La première année, le métro lausannois a véhiculé 21 millions de personnes. La deuxième, on arrive à 24 millions de passagers, selon le décompte des portes palières des stations. La gestion automatique du M2 est aussi devenue bien plus fiable, après les pannes à répétition des premiers mois. Corollaire de ce bon niveau de performance: il est parfois difficile de trouver une place aux heures de pointe. Un phénomène constaté surtout entre la gare CFF et le Flon, mais aussi jusqu’à la station Bessières et, fait nouveau, entre la Sallaz et le CHUV.
«Le nombre de voyageurs devrait continuer à augmenter ces prochaines années, commente Michel Joye. Les chiffres devraient au moins doubler dans les quinze ans à venir à la gare CFF.» Le directeur des TL ajoute que des spécialistes sont donc en train de plancher sur tout un catalogue de mesures permettant d’accueillir davantage de monde dans le M2.

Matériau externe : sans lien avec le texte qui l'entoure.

PR #609, opened 2021-11-02
replace the `anoma` process with the sub-command

tzemanovic:
- 1st commit, related to #592 - `anoma` sub-commands replace the current process
- 2nd commit, closes #583

PR #623, opened 2021-11-04
Handle termination signal on Windows

karbyshev:
Implemented in pair with @batconjurer

### DIFF
--- a/apps/Cargo.toml
+++ b/apps/Cargo.toml
@@ -94,6 +94,7 @@ tendermint-proto = {git = "https://github.com/heliaxdev/tendermint-rs", branch =
 tendermint-rpc = {git = "https://github.com/heliaxdev/tendermint-rs", branch = "tomas/lowercase-node-id", features = ["http-client", "websocket-client"]}
 thiserror = "1.0.24"
 tokio = {version = "1.8.2", features = ["full"]}
+tokio-test = "0.4.2"
 toml = "0.5.8"
 tonic = "0.5.0"
 tower = "0.4"
@@ -102,6 +103,7 @@ tower-abci = {git = "https://github.com/heliaxdev/tower-abci", branch = "tomas/t
 tracing = "0.1.26"
 tracing-log = "0.1.2"
 tracing-subscriber = "0.2.18"
+winapi = "0.3.9"
 websocket = "0.26.2"
 
 [dev-dependencies]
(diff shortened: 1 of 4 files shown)


tzemanovic:
Thanks for the fixes! In #609 we're removing the signal hook and replacing it windows compatible code in `apps/src/bin/anoma/cli.rs`, so no changes should be necessary. If you could, pls rebase on top of it. 

Furthermore, I think we should get rid of the signal hook in `tendermint_node.rs` too and just use the `tokio::signal::ctrl_c`, which is portable.

apps/Cargo.toml
```diff
@@ -94,6 +94,7 @@ tendermint-proto = {git = "https://github.com/heliaxdev/tendermint-rs", branch =
 tendermint-rpc = {git = "https://github.com/heliaxdev/tendermint-rs", branch = "tomas/lowercase-node-id", features = ["http-client", "websocket-client"]}
 thiserror = "1.0.24"
 tokio = {version = "1.8.2", features = ["full"]}
+tokio-test = "0.4.2"
```
tzemanovic, line 97: We shouldn't use this crate in non-dev dependencies. We'll need to replace its usage too (more below)

apps/src/lib/node/ledger/tendermint_node.rs
```diff
@@ -140,6 +155,25 @@ fn kill_on_term_signal(abort_sender: Sender<bool>) {
     });
 }
 
+#[cfg(target_os = "windows")]
+fn kill_on_term_signal(abort_sender: Sender<bool>) {
+    use tokio::signal::ctrl_c;
+    let _ = std::thread::spawn(|| {
+        tokio_test::block_on(async move {
```
tzemanovic, line 162: `tokio_test::block_on` creates a new runtime, we already have one in the shell on `run_shell`. I think we'll want to refactor the ledger to have the main entrypoint async so that this function can be async too

tzemanovic:
@karbyshev thank you for starting these changes! We've refactored the ledger's async usage and switched to use the tokio ctrl_c handler everywhere. With changes from #684, the compilation now works on Windows (sadly not yet e2e tests, but we have #686 open to fix that too). If you could, pls try to run a local node once #684 is merged to see if that works on windows now.

tzemanovic:
replaced by #658 and #684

«La capacité dite théorique des rames est de 222?personnes, continue Michel Joye. Actuellement, elles en accueillent 170 à 180. Avec des changements ciblés, par exemple la disparition des strapontins, on pourrait atteindre le chiffre de 200 voyageurs par rame. Sans que les gens se sentent forcément plus à l’étroit qu’aujourd’hui.»
Les autres pistes
Les autres pistes sont plus techniques: diminution du temps durant lequel les trains font demi-tour, ou de celui que dure la fermeture ou l’ouverture des portes, augmentation de la vitesse maximale en descente…
«A moyen terme, il faudra probablement commander de nouveaux trains, ce qui se chiffrerait en dizaines de millions de francs, conclut Michel Joye. Mais combien et quand, la réponse dépend fortement de ce que nous arriverons déjà à faire avec le système actuel.»